━━━ Provided information

Issue #595, opened 2015-12-10
Replace "infinitely" with "loop", "indefinitely" or "continuously"


ozbek:
Although I can not say that's incorrect, option name "infinitely" (the last item in `repeatValues`) is not a common word used for playback repetition. Normally, the words "loop", "indefinitely" or "continuously" are used in regards to playback.

What do you think?

ahmedre:
sure - i like both "loop" and "indefinitely," but i think "loop" is probably better.

ahmedre:
jazakAllah khairan for fixing this.

PR #1583, opened 2021-04-09
add a checkbox for infinite repetition

### LINKED ISSUE #1582: Add back infinite repeat setting
people are complaining that the infinite setting is removed.
cc @benomaire if you want to pick this one up

benomaire:
should fix #1582
Feel free to implement any other option, or improve on this one.

### DIFF
--- a/app/src/main/res/layout/play_each_verse.xml
+++ b/app/src/main/res/layout/play_each_verse.xml
@@ -15,7 +15,7 @@
       />
   <com.shawnlin.numberpicker.NumberPicker
       android:id="@+id/repeat_verse_picker"
-      android:layout_width="wrap_content"
+      android:layout_width="110dp"
       android:layout_height="40dp"
       app:np_orientation="horizontal"
       app:np_width="135dp"
@@ -31,4 +31,11 @@
       app:np_fadingEdgeEnabled="true"
       app:np_wrapSelectorWheel="true"
       />
+
+  <CheckBox
+      android:id="@+id/checkBoxInfiniteVerse"
+      android:layout_width="wrap_content"
+      android:layout_height="match_parent"
+      android:layout_weight="1"
+      android:text="@string/infinity" />
 </LinearLayout>
--- a/app/src/main/res/layout/play_each_verse.xml
+++ b/app/src/main/res/layout/play_each_verse.xml
@@ -1,6 +1,5 @@
 <?xml version="1.0" encoding="utf-8"?>
-<LinearLayout
-    xmlns:android="http://schemas.android.com/apk/res/android"
+<LinearLayout xmlns:android="http://schemas.android.com/apk/res/android"
     xmlns:app="http://schemas.android.com/apk/res-auto"
     android:layout_width="match_parent"
     android:layout_height="wrap_content"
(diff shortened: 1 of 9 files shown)


app/src/main/res/layout/play_each_verse.xml
```diff
@@ -31,4 +31,11 @@
       app:np_fadingEdgeEnabled="true"
       app:np_wrapSelectorWheel="true"
       />
+
+  <CheckBox
+      android:id="@+id/checkBoxInfiniteVerse"
+      android:layout_width="wrap_content"
+      android:layout_height="match_parent"
+      android:layout_weight="1"
+      android:text="@string/infinity" />
```
ozbek, line 40: Although `infinity` is an attractive word, it sounds weird in some language translations. Also, we had this issue #595.
I suggest to change it back to `loop`.

app/src/main/res/layout/play_set_of_verses.xml
```diff
@@ -33,4 +33,11 @@
     app:np_fadingEdgeEnabled="true"
     app:np_wrapSelectorWheel="true"
     />
+
+  <CheckBox
+      android:id="@+id/checkBoxInfiniteRange"
```
ozbek, line 38: Looks like you are using 4-space tabbing, Quran app uses 2-space tabbing.

app/src/main/res/layout/play_each_verse.xml
benomaire: `@string/infinity` is not translatable and [is just the Unicode character](https://github.com/quran/quran_android/blob/eb557e823bd2eb48f064f19108d906aa787d4955/app/src/main/res/values/strings.xml#L290) (∞). I don't mind using actual words (loop, etc), but don't know if all languages will fit, since the checkbox is next to the horizontal number picker.

app/src/main/res/layout/play_set_of_verses.xml
benomaire: Although i was using 4-space tabbing, this is probably the [CONTINUATION_INDENT_SIZE](https://github.com/quran/quran_android/blob/eb557e823bd2eb48f064f19108d906aa787d4955/quran_android-code_style.xml#L350), and reformatting the file increases all other lines above like this one :)

ahmedre:
جزاكم الله خيراً
some minor comments - and in sha' Allah whomever of us gets to this first can apply the changes in sha' Allah:

* this doesn't interplay with the existing setting - what i mean is if you tap the screen and tap the repeat icon 3 times so it shows infinite, that doesn't cause the x to be checked for infinite.

* one other thing i think we broke was automatically checking the "only play the above verses" box whenever "set of verses" changes to anything other than 1.

* also, maybe checking the infinite box should gray out the control?

جزاكم الله خيراً

app/src/main/res/layout/play_each_verse.xml
ozbek: I see, thanks. I have not noticed `infinity` was a symbol.

ahmedre:
working on this now.

ahmedre:
جزاكم الله خيراً
merged this and updated it - ended up using strings 😂

ahmedre:
i know you had it as strings initially - i was wrong 😂
جزاكم الله خيراً @benomaire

━━━━━━

**Work request**
Search the records above for "repetition". Copy each line where it is found.

**Reply to the exercise**
Although I can not say that's incorrect, option name "infinitely" (the last item in `repeatValues`) is not a common word used for playback repetition. Normally, the words "loop", "indefinitely" or "continuously" are used in regards to playback.
add a checkbox for infinite repetition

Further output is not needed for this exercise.